Moving forward, the Reference Genomics team is adding basic tools to One Codex that could be used for a whole suite of different applications. A recent update allowed users to make their analyses public, letting them share results with collaborators — or, in the case of outbreak tracking, with different public health teams.
In the medium term, the company also plans to create workflows for more specific use cases. Right now, a One Codex search can produce a list of the organisms in a sample, but users have to link out to the NCBI’s database to get more information on what those results mean. Newer workflows could put some of the most important information straight on the One Codex page. In outbreak detection, for instance, it might be useful to immediately flag information that suggests a strain might be resistant to antibiotics.
“We’ll build out end applications for a subset of things where we think we can do a really good job, and that’s what we’re starting to do now,” says Greenfield. At the same time, the program will remain open for users who want to take advantage of a rapid search tool for their own niche applications.

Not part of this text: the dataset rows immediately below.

PR #2944, opened 2026-05-14
Self-service private-link configuration

### LINKED ISSUE #2773: Allow customers to create privatelinks
**Background**
Currently privatelinks (AWS, Azure) and PSC (Google) are created by our solutions team manually for customers.  This is time consuming for us and them and customers.

**Proposal**
We should add a API, CLI command or capability in the UI to create them.  Whatever path we choose should be available to customers directly.

jshearer:
This PR exposes the `data_planes.private_links` configuration through the GraphQL API. Today private data-plane customers file a support request and we edit the column by hand.

## `dataPlanes` query: private-networking fields

* `privateLinks` returns the configured endpoints as a typed union (`AWSPrivateLink | AzurePrivateLink | GCPPrivateServiceConnect`).
* `awsLinkEndpoints` / `azureLinkEndpoints` / `gcpPscEndpoints` expose the provisioning results the data-plane controller writes back, as opaque JSON.
* All four fields are gated on the `ViewDataPlanePrivateNetworking` capability and fail closed to an empty list.

## `updateDataPlanePrivateLinks` mutation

A commercial model for One Codex is still taking shape. Some users might eventually pay to download an enterprise version of the platform on their own hardware, a model that would fit well with government agencies’ IT protocols. The company could also take a similar approach to open source companies — common in Y Combinator’s world of Silicon Valley startups, but still unusual in the life sciences — releasing the program for free but offering paid support and hosting. In the meantime, One Codex is free for all users on Reference Genomics’ own compute infrastructure.
“We’re still not fully committed to a path,” says Greenfield. “What we have decided is that we want to have a platform model, we want it to be open and extensible, and we want to build some end-to-end solutions.”
* A k-mer is a DNA sequence k letters long; the most common setting of BLAST, for instance, uses 11-mers. The complete set of k-mers that make up a read is much longer than the input read itself, because k-mers overlap each other. If, for example, the sequence GATTACA were split into 4-mers, it would be read as GATT, ATTA, TTAC, TACA.